PR #9976, opened 2022-08-05
Ruby: Simplify flow summaries for hash literals

hvitved:
The existing summaries could be simplified using the models-as-data token `Argument[hash-splat]`, which refers to both keyword arguments wrapped in an implicit hash, as well as explicit hash splat arguments.


hvitved:
Thanks, I'll add the additional tests.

○ ○ ○ ○ ○ ○ ○

Exercise directions →
Repeat word for word each line from the one with "The existing summaries" to the end of the records above, inclusive.

Response →
The existing summaries could be simplified using the models-as-data token `Argument[hash-splat]`, which refers to both keyword arguments wrapped in an implicit hash, as well as explicit hash splat arguments.


hvitved:
Thanks, I'll add the additional tests.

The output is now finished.